ABOUT THIS EXERCISE:
Look through the data below and return each line where "comment" appears.

EXTRACTED RECORDS Start Marker

Issue #1155, opened 2016-11-17
Request for code review of new feature: GCode Reader


nickthetait:
For ~2 months Aleph Objects has been working on the ability to import and render GCode files in Cura. At this point the feature has matured to a usable level so we conducted an internal code review. I would like to hear Ultimaker's input before we start refactoring and cleanup.

Here is the code review page: https://code.alephobjects.com/D5.
Our tracking task which covers the history of design and implementation: https://code.alephobjects.com/T466
If you would like to give it a spin, checkout the GCODEReader branches of https://code.alephobjects.com/diffusion/CT/ and https://code.alephobjects.com/diffusion/U/

**Screen shots**
Reference Benchy model
![Reference benchy model](https://cloud.githubusercontent.com/assets/11818614/20401940/f02fed32-acb7-11e6-910b-c86599dbeaa1.png)

Imported GCode
![Imported GCode](https://cloud.githubusercontent.com/assets/11818614/20401948/fa7450d0-acb7-11e6-9faf-db5e51b61bc5.png)

Inspecting some layers
![Inspecting some layers](https://cloud.githubusercontent.com/assets/11818614/20401953/012c6f84-acb8-11e6-9962-c279bbed73f2.png)

Inspecting a single layer
![Inspecting a single layer](https://cloud.githubusercontent.com/assets/11818614/20401957/0882d89a-acb8-11e6-8b08-d1fc23cd7470.png)

**Features**
* Robust: It is more generic than Legacy Cura's implementation, allowing it to work with the output from Cura (Legacy and 2.x) and even Slic3r. It may cope with files produced by proprietary slicers, but this has not been tested.

* Performance: my non-scientific test shows Cura 2 (in a development environment) imports/renders ~2x faster than Legacy Cura (pre-built and installed) using a regular sized Benchy

* Drag & drop works

* Only one GCode file can be imported at a time

* Pause the slicer + explanation to user why GCode files can't be re-sliced

* Display filename in the usual place

* Probably others that I forgot :sleeping:

**Known deficiency**
This feature is based on a slightly out-dated (pre 2.3) codebase. Needs to be ported over to master branch.

**Potential TODOs**
Additional features could make it more useful. Many of these require some information which is not (yet) provided in the GCode file such as nozzle size, filament density, or E Steps.
* Beautification and integration with UI theme system :nail_care:
[...]

Issue #577, opened 2015-12-23
[2.1] Open file dialog: *.gcode not in list of supported files


thopiekar:
While trying to open sample gcode provided by bq on their homepage for the Hephestos 2, I noticed that the "open file" has .gcode not in the list of supported files.
Should be shown when the needed plugin is enabled.

Ghostkeeper:
Directly loading g-code from file was dropped with the rewrite between version 15.04 and 15.06. It might get re-inserted later but it's currently a regression.

The primary reason it's not in yet is because due to performance issues the layer view currently shows the layers per-layer as flat planes. When showing the g-code such an optimisation is impossible since the g-code of a layer doesn't need to be flat.

fieldOfView:
It is not just that the filedialog does not list .gcode as a input format; Cura cannot parse gcode at this point. Layerview is not implemented as a gcode viewer, but it gets data specially prepared/formatted for layerview. This is not a trivial thing to fix.

nallath:
I've put a bit of effort into it at some point and it's not that hard. The main problem would be making it fast. You would need to make a GCodeReader plugin that creates polygon data for the layerview to display.

nallath:
This is fixed.

PR #1267, opened 2016-12-23
Add a Gcode reader plugin

kakaroto:
This is part of the GCodeReader work (https://code.alephobjects.com/T466 and https://github.com/Ultimaker/Cura/issues/577) which requires the ability to open and parse GCode files.
Review was done here : https://code.alephobjects.com/D7 and has already been approved as can be seen here : https://github.com/Ultimaker/Cura/issues/1155
This work has been rebased on the latest ultimaker/master and modified to fit the latest changes. It has been tested after the rebased and proved to be functional.
Please note that this depends on this Uranium PR being merged first : https://github.com/Ultimaker/Uranium/pull/200


Ghostkeeper:
I found a few bugs in this implementation.

A: I'm getting this error when I try to load a g-code file:

    2016-12-27 11:11:26,442 - CRITICAL - cura.CrashHandler.show [32]: An uncaught exception has occurred!
    2016-12-27 11:11:26,444 - CRITICAL - cura.CrashHandler.show [35]: Traceback (most recent call last):
    2016-12-27 11:11:26,444 - CRITICAL - cura.CrashHandler.show [35]:   File "/home/ruben/Projects/Cura/cura/CuraApplication.py", line 499, in event
    2016-12-27 11:11:26,444 - CRITICAL - cura.CrashHandler.show [35]:     return super().event(event)
    2016-12-27 11:11:26,445 - CRITICAL - cura.CrashHandler.show [35]:   File "/home/ruben/Projects/Uranium/UM/Qt/QtApplication.py", line 192, in event
    2016-12-27 11:11:26,445 - CRITICAL - cura.CrashHandler.show [35]:     event._function_event.call()
    2016-12-27 11:11:26,445 - CRITICAL - cura.CrashHandler.show [35]:   File "/home/ruben/Projects/Uranium/UM/Event.py", line 157, in call
    2016-12-27 11:11:26,446 - CRITICAL - cura.CrashHandler.show [35]:     self._function(*self._args, **self._kwargs)
    2016-12-27 11:11:26,446 - CRITICAL - cura.CrashHandler.show [35]:   File "/home/ruben/Projects/Uranium/UM/Signal.py", line 150, in emit
    2016-12-27 11:11:26,446 - CRITICAL - cura.CrashHandler.show [35]:     func(dest, *args, **kwargs)
    2016-12-27 11:11:26,447 - CRITICAL - cura.CrashHandler.show [35]:   File "/home/ruben/Projects/Cura/cura/CuraApplication.py", line 1091, in _readMeshFinished
    2016-12-27 11:11:26,447 - CRITICAL - cura.CrashHandler.show [35]:     op.push()
    2016-12-27 11:11:26,447 - CRITICAL - cura.CrashHandler.show [35]:   File "/home/ruben/Projects/Uranium/UM/Operations/Operation.py", line 50, in push
    2016-12-27 11:11:26,448 - CRITICAL - cura.CrashHandler.show [35]:     Application.getInstance().getOperationStack().push(self)
    2016-12-27 11:11:26,448 - CRITICAL - cura.CrashHandler.show [35]:   File "/home/ruben/Projects/Uranium/UM/Operations/OperationStack.py", line 52, in push
    2016-12-27 11:11:26,448 - CRITICAL - cura.CrashHandler.show [35]:     operation.redo()
    2016-12-27 11:11:26,448 - CRITICAL - cura.CrashHandler.show [35]:   File "/home/ruben/Projects/Uranium/UM/Operations/AddSceneNodeOperation.py", line 35, in redo
    2016-12-27 11:11:26,449 - CRITICAL - cura.CrashHandler.show [35]:     self._node.setParent(self._parent)
    2016-12-27 11:11:26,449 - CRITICAL - cura.CrashHandler.show [35]:   File "/home/ruben/Projects/Uranium/UM/Scene/SceneNode.py", line 254, in setParent
    2016-12-27 11:11:26,449 - CRITICAL - cura.CrashHandler.show [35]:     scene_node.addChild(self)
    2016-12-27 11:11:26,450 - CRITICAL - cura.CrashHandler.show [35]:   File "/home/ruben/Projects/Uranium/UM/Scene/SceneNode.py", line 308, in addChild
    2016-12-27 11:11:26,451 - CRITICAL - cura.CrashHandler.show [35]:     scene_node._transformChanged()
    2016-12-27 11:11:26,451 - CRITICAL - cura.CrashHandler.show [35]:   File "/home/ruben/Projects/Uranium/UM/Scene/SceneNode.py", line 605, in _transformChanged
    2016-12-27 11:11:26,452 - CRITICAL - cura.CrashHandler.show [35]:     self.transformationChanged.emit(self)
    2016-12-27 11:11:26,452 - CRITICAL - cura.CrashHandler.show [35]:   File "/home/ruben/Projects/Uranium/UM/Signal.py", line 154, in emit
    2016-12-27 11:11:26,452 - CRITICAL - cura.CrashHandler.show [35]:     signal.emit(*args, **kwargs)
    2016-12-27 11:11:26,453 - CRITICAL - cura.CrashHandler.show [35]:   File "/home/ruben/Projects/Uranium/UM/Signal.py", line 154, in emit
    2016-12-27 11:11:26,453 - CRITICAL - cura.CrashHandler.show [35]:     signal.emit(*args, **kwargs)
    2016-12-27 11:11:26,453 - CRITICAL - cura.CrashHandler.show [35]:   File "/home/ruben/Projects/Uranium/UM/Signal.py", line 150, in emit
    2016-12-27 11:11:26,454 - CRITICAL - cura.CrashHandler.show [35]:     func(dest, *args, **kwargs)
    2016-12-27 11:11:26,454 - CRITICAL - cura.CrashHandler.show [35]:   File "/home/ruben/Projects/Cura/cura/../plugins/CuraEngineBackend/CuraEngineBackend.py", line 327, in _onSceneChanged
    2016-12-27 11:11:26,454 - CRITICAL - cura.CrashHandler.show [35]:     self.pauseSlicing()
    2016-12-27 11:11:26,455 - CRITICAL - cura.CrashHandler.show [35]:   File "/home/ruben/Projects/Cura/cura/../plugins/CuraEngineBackend/CuraEngineBackend.py", line 196, in pauseSlicing
    2016-12-27 11:11:26,455 - CRITICAL - cura.CrashHandler.show [35]:     self.backendStateChange.emit(BackendState.Disabled)
    2016-12-27 11:11:26,455 - CRITICAL - cura.CrashHandler.show [35]:   File "/usr/lib/python3.5/enum.py", line 274, in __getattr__
    2016-12-27 11:11:26,455 - CRITICAL - cura.CrashHandler.show [35]:     raise AttributeError(name) from None
    2016-12-27 11:11:26,456 - CRITICAL - cura.CrashHandler.show [35]: AttributeError: Disabled

It does load the g-code file though. What I expect is the result is that the slicing widget now says it's preparing to slice, indefinitely. This also prevents me from saving the g-code to a USB stick, sending it via a USB cable or printing via wifi.

B: Layer numbers are misaligned. Layer 1 is empty. Layer 2 has the g-code with the brim and such that is normally the first layer. And so on.

C: Line thickness seems to be too thick, at least for the Ultimaker 3. I see Z-fighting between the inner walls and the outer walls, which indicates that they overlap. Also, travel moves are way thicker than what they normally are.

D: Loading a g-code file shows two progress bars, one indefinite saying that it's loading the .gcode file and one actual progress bar that says it's parsing the g-code. I realise though that this is probably a limitation of Uranium's structure so I won't consider this a real problem if you can't fix it easily.

E: Multiply models doesn't work any more. It gives this error:

    2016-12-27 11:23:34,212 - CRITICAL - cura.CrashHandler.show [32]: An uncaught exception has occurred!
    2016-12-27 11:23:34,214 - CRITICAL - cura.CrashHandler.show [35]: Traceback (most recent call last):
    2016-12-27 11:23:34,214 - CRITICAL - cura.CrashHandler.show [35]:   File "/home/ruben/Projects/Cura/cura/CuraApplication.py", line 677, in multiplyObject
    2016-12-27 11:23:34,215 - CRITICAL - cura.CrashHandler.show [35]:     new_node = copy.deepcopy(current_node)
    2016-12-27 11:23:34,215 - CRITICAL - cura.CrashHandler.show [35]:   File "/usr/lib/python3.5/copy.py", line 166, in deepcopy
    2016-12-27 11:23:34,216 - CRITICAL - cura.CrashHandler.show [35]:     y = copier(memo)
    2016-12-27 11:23:34,216 - CRITICAL - cura.CrashHandler.show [35]:   File "/home/ruben/Projects/Uranium/UM/Scene/SceneNode.py", line 89, in __deepcopy__
    2016-12-27 11:23:34,216 - CRITICAL - cura.CrashHandler.show [35]:     copy.addDecorator(deepcopy(decorator, memo))
    2016-12-27 11:23:34,216 - CRITICAL - cura.CrashHandler.show [35]:   File "/usr/lib/python3.5/copy.py", line 166, in deepcopy
    2016-12-27 11:23:34,216 - CRITICAL - cura.CrashHandler.show [35]:     y = copier(memo)
    2016-12-27 11:23:34,217 - CRITICAL - cura.CrashHandler.show [35]:   File "/home/ruben/Projects/Uranium/UM/Scene/SceneNodeDecorator.py", line 24, in __deepcopy__
    2016-12-27 11:23:34,217 - CRITICAL - cura.CrashHandler.show [35]:     raise NotImplementedError("Subclass {0} of SceneNodeDecorator should implement their own __deepcopy__() method.".format(str(self)))
    2016-12-27 11:23:34,217 - CRITICAL - cura.CrashHandler.show [35]: NotImplementedError: Subclass <cura.SliceableObjectDecorator.SliceableObjectDecorator object at 0x7f3bead28748> of SceneNodeDecorator should implement their own __deepcopy__() method.

This happens when loading a _normal_ mesh, not g-code, but it happens only on your branch. Master is fine.

F: Reloading all models doesn't reload the g-code. Not really an issue if it doesn't, but it might be unexpected for the user.

G: Dual extrusion offset is not taken into account. I understand though that this was a limitation of the information that was knowable and can't be fixed yet until we change the g-code header format?

H: The print job name becomes "Pre-sliced file test". I'd expect it to get the name of the file, just like other models. Perhaps it shouldn't be prefixed with the printer name though.

Ghostkeeper:
Did some more testing with a few things I realised later might be a problem.

I: Retracted travel moves are shown in the normal colour rather than the light blue colour we normally use.

J: Z-hop causes each piece to be recognised as a separate layer. This will be a difficult one to fix if you're recognising layers by the Z height. Prime towers are also a big problem then.

K: The search icon and part of the Advanced/Custom Mode button is still visible on the settings panel.

nickthetait:
Kakaroto is out on vacation this week, so he'll respond after he gets back...

kakaroto:
Hi @Ghostkeeper,
A quick drop from vacation after seeing these responses, thanks for testing!

A: The bug is probably because you hadn't merged the change in Uranium too as noted in the PR description.
That Uranium PR was merged already so just update Uranium and that bug should disappear.

B: This is probably because the layer 1 contains the move after homing, since each moves in a specific Z height is considered as a separate layer.

C: This was discussed here : https://code.alephobjects.com/D5#inline-47 
The line_width is hardcoded to 0.5. If you think a different/better value is needed, we can change that. I agree that moves should have a thinner line. I'm not sure though about actually calculating the line width based on E values, as it doesn't sound trivial.

D: Yes, I found it annoying as well, but I don't think we have a choice. I believe the second indefinite progress bar is created by Uranium for the "Loading files" and the GCodeReader plugin only creates that second one. If it's possible to have an API in Uranium to control that first progress bar, then it might be better to have the plugin simply set the progress bar value on it rather than create its own progress bar, but that would only work for the single-file-load of GCode files, it wouldn't be useful for the STL file loading plugin which can load multiple files at the same time. The Gcode progressbar is also used for cancelling a load operation, I don't know how much change would be needed to handle cancellation from the Uranium-based progress bar.

E: I have no idea what's with this deepcopy issue. maybe @victor9999 can comment on it ? It definitely does seem like something is missing and needs to be fixed before the merge.

F: I don't think reloading is handled by the plugin, I think it comes from Cura/Uranium and I'm guessing that reloading is just a fancy name for "reset all transformations", but since gcode models can't be moved/scaled/etc.. that won't do anything.

G: Yeah, this was discussed before, and I guess this needs a new issue to be created for it. Unless you have a suggestion to improve things right now in the current implement. Your last comment here https://github.com/Ultimaker/Cura/issues/1155#issuecomment-261630756 implies that we should leave the offset to Marlin (which means it wouldn't be backward-compatible), as for the header, it's UM specific, so wouldn't work for all machines either.

H: I think the file you used was called "test.gcode" :) It does use the name of the file, it just prefixes it with "Pre-sliced file". 

I: retraction moves are using the type : `LayerPolygon.MoveRetractionType ` and I don't see any other retraction types in cura/LayerPolygon.py that could be used for the retraction moves. the color of the lines are determined by that type value.

J: Yes, that might be annoying. The problem is that we had to make each Z change into its own layer, this is because of sequential printing. It was discussed here: https://code.alephobjects.com/T466#7323
I suppose two solutions are available to us here:
* If we find the ';LAYER' comment in the file (CuraEngine-generated gcode), then we could ignore Z changes and parse the entire file basing our layers on the value of the ';LAYER' comments.
* We do not consider ourselves on a new layer unless there is an actual extrusion on that Z offset. That should probably eliminate issues with the Z-hop, and would also probably fix the 'start.gcode move counting as layer 1' issue you mentioned in 'B'.

K: Ah that's a good one! Was hard for me to understand what you meant until I played around with the interface and reproduced it. 
@victor9999 If before loading the gcode, you select 'Custom' in the Print setup, then there's a search button that appears next to 'Custom', if you then load the gcode file, that search icon will remain even though the print setup has been disabled.

nallath:
Reloading is completely borked right now. It should do more than just reset the transformation, it should load the entire file again. The problem is what should be done if there are more nodes in a single file (3mf for instance).

kakaroto:
That makes sense, you export stl from openscad for example, then want to reload, so it needs to re-read the file. 
I'm still assuming that Cura would be the one handling the reload, not the plugin itself. As for the multi-node stuff, I guess nodes should have a single parent node or at least the reload function would build the list of files to reload as a set and multiple nodes would have the same 'file' origin. Shouldn't be much of a problem.

kakaroto:
@Ghostkeeper 
I've just pushed a couple of commits from @victor9999 that address most of the issues discussed here.
B: and J: Now if the parser finds ';LAYER' comments in the gcode file, it will only create a new layer if it finds that comment during parsing. Current behavior is kept if the file has no such comment (slic3r generated files for example). This should fix the z-hop issue you mentioned, and will also eliminate the start.gcode post-homing move that counted as the first layer, so the first layer now does contain the actual first layer of the print.

C: line width has now been set to 0.4 and the line width during moves has been set to 0.2 so they'd be thinner than extrusions.

E: @victor9999 fixed the deepcopy issue.

K: the search button is now hidden.

I believe these are all the issues that were remaining to be fixed.

Please review these latest commits to make sure it's all done properly, since those commits have not been reviewed before by anyone on your team.

Thanks!

plugins/GCodeReader/GCodeReader.py
```diff
@@ -0,0 +1,303 @@
...
+            return None
+
+    def _getFloat(self, line, code):
+        value = self._getValue(line, code)
+        try:
+            return float(value)
+        except:
+            return None
+
+    def _onHideMessage(self, message):
```
awhiemstra: User-interaction wise, it is not really nice to abort the loading when closing the message, since it is not very explicit. We have support for explicit actions on Messages, so it is better to add an explicit "Cancel" action to the message and not show the close button.

awhiemstra:
Aaand its merged. Thanks a lot for your work!

kakaroto:
Thanks for the smooth review process and the merge!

EXTRACTED RECORDS End Marker

RESPONSE AREA:
E: I have no idea what's with this deepcopy issue. maybe @victor9999 can comment on it ? It definitely does seem like something is missing and needs to be fixed before the merge.
G: Yeah, this was discussed before, and I guess this needs a new issue to be created for it. Unless you have a suggestion to improve things right now in the current implement. Your last comment here https://github.com/Ultimaker/Cura/issues/1155#issuecomment-261630756 implies that we should leave the offset to Marlin (which means it wouldn't be backward-compatible), as for the header, it's UM specific, so wouldn't work for all machines either.
* If we find the ';LAYER' comment in the file (CuraEngine-generated gcode), then we could ignore Z changes and parse the entire file basing our layers on the value of the ';LAYER' comments.
B: and J: Now if the parser finds ';LAYER' comments in the gcode file, it will only create a new layer if it finds that comment during parsing. Current behavior is kept if the file has no such comment (slic3r generated files for example). This should fix the z-hop issue you mentioned, and will also eliminate the start.gcode post-homing move that counted as the first layer, so the first layer now does contain the actual first layer of the print.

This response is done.